(WHAT IS EXPECTED) Copy out every entry precisely.

(DATA IN THIS EXERCISE)
PR #213, opened 2021-06-26
Issue #178: Disabled apollo cache for all queries. Closes #178.

### LINKED ISSUE #178: Fix apollo caching

1. apply a filter that shows a subset of roles. For example, type something in the search field. 
2. delete one of the role
3. remove filter(s)

The role that we've deleted doesn't show anymore

## Actual result

The role that we've delete appears again after removing filters.

## Additional comments

This error occurs because Apollo has caching enabled. The first time you load all roles is stores the result for that query in a cache. After you delete the role, and then make the same query as the first time, it doesn't get all the roles from the backend, but instead gets the roles from the cached result of the query. To fix this we can either:

1. Remove apollo caching completely, and use the Vuex store as the single source of truth
2. Refresh the apollo cache every time a role is created/edited/deleted.

jurcello:

Disabled caching in apollo for all queries.

Resolves #178 

## Additional comments

Please explain difficult parts of your code to make it easier to review your pull request.

### DIFF
--- a/src/plugins/vue-apollo.ts
+++ b/src/plugins/vue-apollo.ts
@@ -33,7 +33,8 @@ const apolloClient = new ApolloClient({
   cache,
   defaultOptions: {
     query: {
-      errorPolicy: "all"
+      errorPolicy: "all",
+      fetchPolicy: "no-cache"
     }
   }
 });


SamLubbers (approved):
super slim & neat solution :clap: thanks for fixing this so quickly!

Issue #189, opened 2021-06-05
Set correct body font


kajdehoop:
Set body font to Lucida Sans 18px with color #605E5E ([Download font here](https://zeroheight.com/4eba4d3a1/p/175e89-downloads))

Issue #173, opened 2021-06-02
Implement design: About page


kajdehoop:
Main purpose of this page is explaining what XR is and how it is structured. The design of the interactive element explaining the structure is not final yet, might change in the future. The general layout of this page is finished however.

[Link to design](https://zeroheight.com/4eba4d3a1/p/063c65-about/b/407259)

SamLubbers:
I think part of this issue is specified in #138 You can decide which issue to close and which one to keep :ok_hand:

kajdehoop:
I'll close this one 👍

PR #214, opened 2021-06-26
Implement about page designs

aleesaan:
#173, #189 

## Additional comments
I haven't included the part about groups because we still need to finalize the discussion about how we want to show them.  
@SamLubbers and @kajdehoop could you have a look at the texts and let me know how to adjust them? I've taken them from the designs but they weren't complete there.


SamLubbers (changes requested):
@aleesaan awesomeeee changes!! :heart_eyes: you didn't only implement the about page, but also already sorted out some other important things like changing the font, adding illustrations & adding colours :sparkles: 

There are a few small things that I would change to make it consistent with the design:

- white border around each section. Note that the borders between sections should be just as thick as the border on the left and right.
- more padding on the x-axis (on desktop)
- add background icons

You can probably easy copy these styles from the [global page](https://rebellion.global/) hehe. Also, it would be amazing if you could make a reusable component for each section, so that if we want to add a new section we just need to pass the background-colour & background icon as props, and add the content (title, text & other html) through slots.

aleesaan:
Hey @SamLubbers sorry I had time to look into your feedback only now. The changes you mention would require quite a lot of extra work that would need to be redone after the bootstrap upgrade, so I think it's better not to spend too much time on these finishing touches just yet.

On top of that, I wanted to mention that I'm still not too convinced about this page. I think we have a bit too much info (that would need to be maintained+translated) that could be found in the XR global page, which in my opinion is a better place to read this kind of into.  
I suggest two options:

1. Make this about page more minimalistic and basically only link to the global site for more info;
2. Embed the https://rebellion.global/about-us/ page inside our about page via an iframe.

Anyway, if you agree for now I'd just update the texts to take away the lorem ipsum and make sure they make sense all together, and merge this branch. Then we can discuss my points above and if we decide to still go with the current designs, I will create a component and do the final adjustments after the bootstrap upgrade.

SamLubbers (approved):
@aleesaan good point! Let's keep it like this for now and make the last design improvements when we have Bootstrap. 

And yeah we want to keep this page as minimal as possible, and should definitely link to other sites for more information. Today I will:

* implement your first suggestion: remove some text and link to other XR websites
* add the missing text, which is currently lore ipsum

SamLubbers:
@aleesaan I've finally updated the about page :partying_face: Here is a summary of my changes, as well as a screenshot of the current version:

- I've updated the top section with a clear call to action: why they should help in XR and how they can best do that
- I've removed the structure section, and linked to the structure page of the XR NL website at the bottom
- I've added a section, explaining the platform, as well as a call to action to help with the platform
- I've deleted the final section `what if I can't find a good role`, and instead made this better suggestion #219 
- I've also not added instructions for how to publish a role, and instead made a new issue that incorporates this better into the user flow #218 

Screenshot 2021-07-20 at 13-02-10 Aginun

aleesaan:
Thanks for the changes @SamLubbers looks great 🙌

(RESULT OF THE TASK)
PR #213, opened 2021-06-26
Issue #178: Disabled apollo cache for all queries. Closes #178.

### LINKED ISSUE #178: Fix apollo caching

1. apply a filter that shows a subset of roles. For example, type something in the search field. 
2. delete one of the role
3. remove filter(s)

The role that we've deleted doesn't show anymore

## Actual result

The role that we've delete appears again after removing filters.

## Additional comments

This error occurs because Apollo has caching enabled. The first time you load all roles is stores the result for that query in a cache. After you delete the role, and then make the same query as the first time, it doesn't get all the roles from the backend, but instead gets the roles from the cached result of the query. To fix this we can either:

1. Remove apollo caching completely, and use the Vuex store as the single source of truth
2. Refresh the apollo cache every time a role is created/edited/deleted.

jurcello:

Disabled caching in apollo for all queries.

Resolves #178 

## Additional comments

Please explain difficult parts of your code to make it easier to review your pull request.

### DIFF
--- a/src/plugins/vue-apollo.ts
+++ b/src/plugins/vue-apollo.ts
@@ -33,7 +33,8 @@ const apolloClient = new ApolloClient({
   cache,
   defaultOptions: {
     query: {
-      errorPolicy: "all"
+      errorPolicy: "all",
+      fetchPolicy: "no-cache"
     }
   }
 });


SamLubbers (approved):
super slim & neat solution :clap: thanks for fixing this so quickly!

Issue #189, opened 2021-06-05
Set correct body font


kajdehoop:
Set body font to Lucida Sans 18px with color #605E5E ([Download font here](https://zeroheight.com/4eba4d3a1/p/175e89-downloads))

Issue #173, opened 2021-06-02
Implement design: About page


kajdehoop:
Main purpose of this page is explaining what XR is and how it is structured. The design of the interactive element explaining the structure is not final yet, might change in the future. The general layout of this page is finished however.

[Link to design](https://zeroheight.com/4eba4d3a1/p/063c65-about/b/407259)

SamLubbers:
I think part of this issue is specified in #138 You can decide which issue to close and which one to keep :ok_hand:

kajdehoop:
I'll close this one 👍

PR #214, opened 2021-06-26
Implement about page designs

aleesaan:
#173, #189 

## Additional comments
I haven't included the part about groups because we still need to finalize the discussion about how we want to show them.  
@SamLubbers and @kajdehoop could you have a look at the texts and let me know how to adjust them? I've taken them from the designs but they weren't complete there.


SamLubbers (changes requested):
@aleesaan awesomeeee changes!! :heart_eyes: you didn't only implement the about page, but also already sorted out some other important things like changing the font, adding illustrations & adding colours :sparkles: 

There are a few small things that I would change to make it consistent with the design:

- white border around each section. Note that the borders between sections should be just as thick as the border on the left and right.
- more padding on the x-axis (on desktop)
- add background icons

You can probably easy copy these styles from the [global page](https://rebellion.global/) hehe. Also, it would be amazing if you could make a reusable component for each section, so that if we want to add a new section we just need to pass the background-colour & background icon as props, and add the content (title, text & other html) through slots.

aleesaan:
Hey @SamLubbers sorry I had time to look into your feedback only now. The changes you mention would require quite a lot of extra work that would need to be redone after the bootstrap upgrade, so I think it's better not to spend too much time on these finishing touches just yet.

On top of that, I wanted to mention that I'm still not too convinced about this page. I think we have a bit too much info (that would need to be maintained+translated) that could be found in the XR global page, which in my opinion is a better place to read this kind of into.  
I suggest two options:

1. Make this about page more minimalistic and basically only link to the global site for more info;
2. Embed the https://rebellion.global/about-us/ page inside our about page via an iframe.

Anyway, if you agree for now I'd just update the texts to take away the lorem ipsum and make sure they make sense all together, and merge this branch. Then we can discuss my points above and if we decide to still go with the current designs, I will create a component and do the final adjustments after the bootstrap upgrade.

SamLubbers (approved):
@aleesaan good point! Let's keep it like this for now and make the last design improvements when we have Bootstrap. 

And yeah we want to keep this page as minimal as possible, and should definitely link to other sites for more information. Today I will:

* implement your first suggestion: remove some text and link to other XR websites
* add the missing text, which is currently lore ipsum

SamLubbers:
@aleesaan I've finally updated the about page :partying_face: Here is a summary of my changes, as well as a screenshot of the current version:

- I've updated the top section with a clear call to action: why they should help in XR and how they can best do that
- I've removed the structure section, and linked to the structure page of the XR NL website at the bottom
- I've added a section, explaining the platform, as well as a call to action to help with the platform
- I've deleted the final section `what if I can't find a good role`, and instead made this better suggestion #219 
- I've also not added instructions for how to publish a role, and instead made a new issue that incorporates this better into the user flow #218 

Screenshot 2021-07-20 at 13-02-10 Aginun

aleesaan:
Thanks for the changes @SamLubbers looks great 🙌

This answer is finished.